Chaque hydropanneau peut générer jusqu'à cinq litres d'eau potable par jour, en fonction de la couverture nuageuse et de l'humidité. Dans les endroits peu ensoleillés ou peu humides, les panneaux sont moins efficaces. Mais Friesen dit que les deux unités sur le toit de sa maison en Arizona fournissent suffisamment d'eau potable pour sa famille de quatre personnes plus deux Weimaraners, dans un endroit avec une moyenne de 110 jours de températures à trois chiffres et plus de sept mois d'humidité à un chiffre. Cependant, l'eau ne peut pas être produite dans des conditions de gel, ce qui limite l'utilité des panneaux hydroélectriques dans les climats hivernaux.
Zero Mass Water a débuté en 2014 dans une ancienne concession Volvo. À la fin de l'année dernière, les travailleurs accrochaient des pancartes à l'entrée d'un nouveau siège social, un bâtiment industriel caché à quelques kilomètres au sud de Tempe. La société a levé 65 millions de dollars en capital-risque et a installé des panneaux dans 37 pays, dans les jungles comme dans les déserts. Des panneaux de source ont fourni de l'eau dans les bureaux du gouvernement, les hôtels, les hôpitaux, les écoles et les restaurants, ainsi que dans les camps de réfugiés syriens, à Porto Rico à la suite de l'ouragan Maria, et pour la fondation des filles au Kenya.
Mais les appareils sont chers ; chaque hydropanel coûte 2 500 $, et l'installation d'un ensemble de deux peut coûter jusqu'à 6 500 $. Pour progresser vers sa vision de fournir de l'eau à chaque personne en tout lieu, Friesen devra réduire les coûts. (À ce jour, de nombreuses installations ont été financées par des subventions de gouvernements, de fondations et d'ONG.) Entre-temps, il a récemment annoncé que l'entreprise déploie une unité demi-taille avec une empreinte plus facile à intégrer aux panneaux solaires résidentiels. Il a fallu des décennies à l'énergie solaire photovoltaïque pour arriver là où elle est aujourd'hui avec une efficacité économique et de performance, dit-il. En seulement cinq ans, nous avons réussi à refléter cette croissance et sommes sur la bonne voie pour rendre l'eau de source accessible dans un délai considérablement réduit.
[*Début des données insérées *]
PR #466, opened 2026-03-02
[GREP] Enhance Gang Termination with Stuck Terminating Policy

### LINKED ISSUE #401: Enhance PCLQ gang termination

Introduce a new implementation to enhance the gang termination mechanism to handle pods stuck in termination state for long time (this can be configured by users).
Possible solution 1: Forcefully delete pods stuck in termination; Solution 2: Ignore pods stuck in termination.

### Why is this needed?

- In our MNNVL usage scenario, all pods of one pclq need to be allocated to the same rack, such as Rack A.
- During the training process, node failures may occur, causing pods deletion. However, the kubelet on the node might be unable to respond to the deletion action, leaving the pod in a termination state.
- Grove will recreate the pod, and the scheduler will schedule this pod to Rack A. However, due to the faulty node, the nodes on this rack have insufficient resources to allocate the pod.
- Grove's existing gang terminate mechanism (deleting and recreating pclq) cannot resolve the above issue.

kangclzjc:
#### What type of PR is this?
/kind feature

Grove’s gang termination today deletes and recreates PodCliques (and their pods) when MinAvailable is breached for longer than TerminationDelay. In environments where pods are constrained to a topology (e.g. same rack), node or kubelet failures can leave pods stuck in a terminating state: the API server has set `deletionTimestamp` but the kubelet never completes termination. Those pods are excluded from ready/scheduled counts, so MinAvailable is breached and gang termination runs; however, the stuck pods are still present and can block or complicate cleanup and rescheduling. This GREP proposes a configurable enhancement so that pods stuck in termination for longer than a user-configurable duration are either force-deleted (grace period zero) or **orphaned**—left in the cluster for the admin to handle—while Grove treats them as gone for availability and reconciliation, allowing the gang to recover.

Fixes #401 

```release-note
```

```docs

```

### DIFF
--- a/docs/proposals/401-enhance-gang-termination/README.md
+++ b/docs/proposals/401-enhance-gang-termination/README.md
@@ -12,18 +12,15 @@
     - [Story 3: Per–PCSG or per–PCLQ overrides](#story-3-perpcsg-or-perpclq-overrides)
   - [Limitations/Risks &amp; Mitigations](#limitationsrisks--mitigations)
 - [Design Details](#design-details)
-  - [Background: Current gang termination](#background-current-gang-termination)
-  - [Problem: Pods stuck in termination](#problem-pods-stuck-in-termination)
-  - [Solution options](#solution-options)
-    - [Option 1: Force delete pods stuck in termination](#option-1-force-delete-pods-stuck-in-termination)
-    - [Option 2: Orphan pods stuck in termination](#option-2-orphan-pods-stuck-in-termination)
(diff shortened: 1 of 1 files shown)


shayasoolin:
Hi @kangclzjc can you clarify this issue further more please? Gang termination delay is expected to be much longer than a pod's termination grace period (hours vs minutes). In whats cases are you concerned that the gang termination process will be blocked due to terminating pods?

danbar2:
Stale PR. if this issue is still a concern, please rebase and open this PR again.

PR #477, opened 2026-03-08
add finalizer when build resource to reduce one patch call to api server

### LINKED ISSUE #450: Aggregate create/update actions in one Reconcile action

I want to reduce the number of API server calls to alleviate its load pressure.

### Why is this needed?

In some reconcile function, spec and status could be updated in separated calls, we can aggregate these calls as much as we can to reduce the number of API server calls. For example, PCS controller can add finalizer for PCLQ in advance then we don't need PCLQ controller to update to add the finalizer then, this can reduce one call for API server.

kangclzjc:
#### What type of PR is this?
/feature

Add finalizer for pcsg/pclq in advance to reduce one patch and reduce one call to api server. When we have hundreds of thousands of pcsg/pclq, it could reduce much pressure on api server.

Fixes #450 

```release-note

```

```docs

```

### DIFF
--- a/operator/internal/controller/podcliquescalinggroup/components/podclique/podclique.go
+++ b/operator/internal/controller/podcliquescalinggroup/components/podclique/podclique.go
@@ -304,6 +304,8 @@ func (r _resource) buildResource(logger logr.Logger, pcs *grovecorev1alpha1.PodC
 			fmt.Sprintf("Error setting controller reference for PodClique: %v", client.ObjectKeyFromObject(pclq)),
 		)
 	}
+	// Add finalizer at creation so PCLQ controller does not need a separate PATCH on first reconcile.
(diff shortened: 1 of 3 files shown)


renormalize (approved):
thanks!

kangclzjc:
We can add a test to add data

Ronkahn21 (commented):
LGTM overall but I would want you to add tests for building the objects to make sure we build with finalizer on

kangclzjc:
> LGTM overall but I would want you to add tests for building the objects to make sure we build with finalizer on

Hi @Ronkahn21 , this PR use the same method which utils provide, I think already have the unit test for 

`controllerutil.AddFinalizer(pcsg, apiconstants.FinalizerPodCliqueScalingGroup)`

danbar2 (approved):

shayasoolin (approved):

Zero Mass Water occupe la majeure partie du temps de Friesen ces jours-ci, mais il reste professeur agrégé à temps partiel et scientifique principal en durabilité à l'institut de durabilité de l'ASU.
Friesen, qui a servi deux mandats au US Manufacturing Council sous l'administration Obama, a obtenu 63 brevets à ce jour, et il a remporté le prix Lemelson-MIT 2019 pour l'invention l'automne dernier. Le prix de 500 000 $, qui honore les inventeurs dont le travail promet d'améliorer le monde, reflète son travail à la fois sur la batterie zinc-air et sur l'hydropanneau. Je me pince encore, dit Friesen, qui utilise la majeure partie de l'argent du prix pour installer ses panneaux hydroélectriques à Bahia Hondita, un village colombien confronté à une grave pénurie d'eau potable. Il a choisi le site d'installation en appelant un ami de Conservation International et en lui demandant quel endroit avait le plus besoin d'aide.
Gary Dirks, directeur principal du Global Futures Lab de l'ASU, n'est pas surpris de la façon dont son collègue dépense son prix, étant donné que Friesen a également mis en place des bourses pour soutenir les jeunes entrepreneurs de l'université. Les deux se sont rencontrés lorsque Friesen testait la version bêta du panneau hydroélectrique et Dirks a accepté d'orienter l'argent de la subvention vers le projet. C'est un entrepreneur en série astucieux et un inventeur en série. C'est ce qu'il aime faire, et il aime entreprendre de très grandes choses, dit Dirks, qui décrit Friesen comme un homme en mission.
Le résultat final [de la recherche] ne devrait pas être une publication, dit Friesen. Le milieu universitaire concerne la création de nouvelles connaissances et sur la traduction de ces connaissances - son parcours hors du laboratoire et dans des applications pratiques qui peuvent améliorer la vie des gens.
Ce n'est pas le vendeur poli et bien rodé qui parle, dit Dirks : Il est motivé par les grands problèmes du monde.